On March 13, 2020, the President issued a determination under the Robert T. Stafford Disaster Relief and Emergency Assistance Act (the “Stafford Act”). A consequence of that action is that payments from employers to employees that meet the requirements of a qualified disaster relief payment under Internal Revenue Code Section 139 are excludible from income, a rather unusual result, for the reasons discussed below.
Although Section 139 cannot be used to exempt income replacement payments (wages), other amounts may be considered exempt.
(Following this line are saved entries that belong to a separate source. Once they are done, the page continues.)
PR #1593, opened 2018-06-07
Fix security bug in `JWTAuth::authenticate`

eddiclin:
`JWTAuth::authenticate` must to check the user's subject model. If not, we can use user's token to get admin's ability.

# Reproduce
Create a Laravel Project with `App\User` and `App\Admin` models. Config `config/auth.php` file, as below, for demonstration purposes the default guard is "admin".
``` php
return [
    'defaults' => [
        'guard' => 'admin',
    ],
    'guards' => [
        'api' => [
            'driver' => 'jwt',
            'provider' => 'users',
        ],
        'admin' => [
            'driver' => 'jwt',
            'provider' => 'admins',
        ],
    ],
    'providers' => [
        'users' => [
            'driver' => 'eloquent',
            'model' => App\User::class,
        ],
        'admins' => [
            'driver' => 'eloquent',
            'model' => App\Admin::class,
        ],
    ]
];
```
Run code in `php artisan tinker`
``` php
$userToken = auth('api')->tokenById(1);
app('tymon.jwt.auth')->setToken($userToken)->authenticate();  // Error: Get the admin's info
```

# Fix
Check user's subject model.

After fix:
``` php
$userToken = auth('api')->tokenById(1);
app('tymon.jwt.auth')->setToken($userToken)->authenticate();  // return false
```

### DIFF
--- a/src/JWT.php
+++ b/src/JWT.php
@@ -285,11 +285,13 @@ class JWT
      */
     public function checkSubjectModel($model)
     {
-        if (($prv = $this->payload()->get('prv')) === null) {
-            return true;
+        $prv = $this->payload()->get('prv');
+
+        if ($this->lockSubject || null !== $prv) {
+            return $this->hashSubjectModel($model) === $prv;
         }
 
-        return $this->hashSubjectModel($model) === $prv;
+        return true;
     }
 
     /**
--- a/src/JWTAuth.php
+++ b/src/JWTAuth.php
@@ -61,13 +61,9 @@ class JWTAuth extends JWT
      */
     public function authenticate()
     {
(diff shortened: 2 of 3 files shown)


tymondesigns:
I will pull this down and test locally when I get a minute

tymondesigns:
Had some time to look at this again, see my comment here https://github.com/tymondesigns/jwt-auth/issues/1769#issuecomment-726699543

This is essentially a misunderstanding of the middleware contained within this package. The guard implementation should only be used with laravel Authenticate middleware or similar.

This middleware is all going to be removed in the next major release

Thanks

PR #1597, opened 2018-06-08
feat(TokenKeyName): Set a configurable token key name

ElRochito:


config/config.php
```diff
@@ -27,6 +27,17 @@
...
+    /*
+    |--------------------------------------------------------------------------
+    | JWT Token Key Name
+    |--------------------------------------------------------------------------
+    |
+    | You can set a custom token key name in your .env file
+    |
+    */
+
+    'token_key_name' => env('JWT_TOKEN_KEY_NAME', 'token'),
```
tymondesigns: I don't think this needs to be configurable at the env level

tymondesigns (changes requested):

config/config.php
bastien-phi: Maybe just `'token_key_name' => 'token',` should be better ?

ElRochito (commented):
I've changed config/config.php to set a token name directly in config/jwt.php

ElRochito (commented):
Configurable in config.jwt.php instead of env file

ElRochito (commented):
I've updated my code

tymondesigns:
Thank you for your contribution but looking at this again, I don't think it's necessary.

PR #1604, opened 2018-06-19
Adding macroable capabilities to the Guard

tykus:
Laravel's Guard classes are macroable; adding the same capability to the JWTGuard gives to possibility to _extend_ the class at runtime.


tymondesigns:
Cool!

Background – The tax law has long wrestled with the issue of when various payments are subject to income tax in light of the general rule that gross income means all income from whatever source derived. Various exceptions to taxation have existed over the years for payments in disaster-related situations. A “general welfare” exception, for example, excludes from income payments made by a governmental unit under a social benefit program designed to promote the general welfare. This exception has been relied on in excluding federal and state payments to disaster victims. In a similar vein, relief payments made by charities are generally not taxable because the tax law views those payments as gifts.
Payments by employers to employees, in contrast, are almost always viewed as compensation, absent a specific statutory exclusion from income (for certain welfare and fringe benefit subsidies, for example). In the aftermath of September 11th, however, Congress enacted a new exemption from income under Section 139 for “qualified disaster relief payments,” which could cover certain payments by employers to employees.
What does Section 139 cover? – A qualified disaster relief payment is an amount paid “to reimburse or pay reasonable and necessary personal, family, living, or funeral expenses incurred as a result of a qualified disaster.” As noted, a qualified disaster includes a federally declared disaster triggered by a declaration by the President under the Stafford Act, and the exclusion applies as long the expense is not covered “by insurance or otherwise.”
While Congress did not intend for the new provision to exclude an amount received as an income replacement (wages) or unemployment compensation, qualified disaster relief payments could include other amounts paid by employers, provided that the amounts paid are not within the realm of what the employer would otherwise have paid to an employee but for the disaster. For example, one published ruling provides that amounts paid by an employer to employees affected by a flood that was a federally declared disaster were excludible to the extent the amounts assisted employees with medical, housing and/or transportation expenses, as long as the employee was not receiving insurance reimbursements or other replacement payments. The program at issue in this ruling did not require proof of expenses incurred, although the program was designed to ensure that the amount paid reasonably reflected the amount an individual might otherwise incur.
Amounts intended to be excluded from income under Section 139 need not be reported on Form W-2 and are exempt from withholding (income and employment tax) requirements. As a result, an employer making these payments will need to work closely with their payroll provider to ensure those results if amounts are distributed through that channel.
The legislative history also notes that the exclusion under Section 139 is not intended to affect the deductibility of a payment. Thus, it appears that the general principles for a business deduction would apply to a payment by an employer to an employee, as long as the amount is reasonable in scope.
Application to the COVID-19 pandemic – There is virtually no guidance on how Section 139 might work in a non-natural type of disaster situation with respect to payments between employers and employees. Nevertheless, we believe that the provision is available to employers that decide to make payments to employees in the current environment that are not otherwise wage-type payments — for example, to reimburse housing or other personal expenses. We also believe that best practice would be to formalize the arrangement through adoption of a written plan document, but employees are not required to provide documentation of how the money is used. If properly established, any such payments should be fully deductible by the employer and excludable to the employee recipient for federal income and Social Security and Medicare tax purposes. (Whether or not the amount is excludible for state or local income tax purposes will likely vary from state to state.)
Although it has not yet been updated to address this situation, the Internal Revenue Service maintains a website with additional information on tax relief available in disaster situations. At some point in the coming weeks, this website may provide additional information on Section 139.